◆ Required action
Set down all of the data exactly as it appears.
**** Data excerpt
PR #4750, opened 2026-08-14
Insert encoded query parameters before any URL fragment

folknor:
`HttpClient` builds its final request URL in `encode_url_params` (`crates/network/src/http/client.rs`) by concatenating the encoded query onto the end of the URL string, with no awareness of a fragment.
********
◆ Your solution
PR #4750, opened 2026-08-14
Insert encoded query parameters before any URL fragment

folknor:
`HttpClient` builds its final request URL in `encode_url_params` (`crates/network/src/http/client.rs`) by concatenating the encoded query onto the end of the URL string, with no awareness of a fragment.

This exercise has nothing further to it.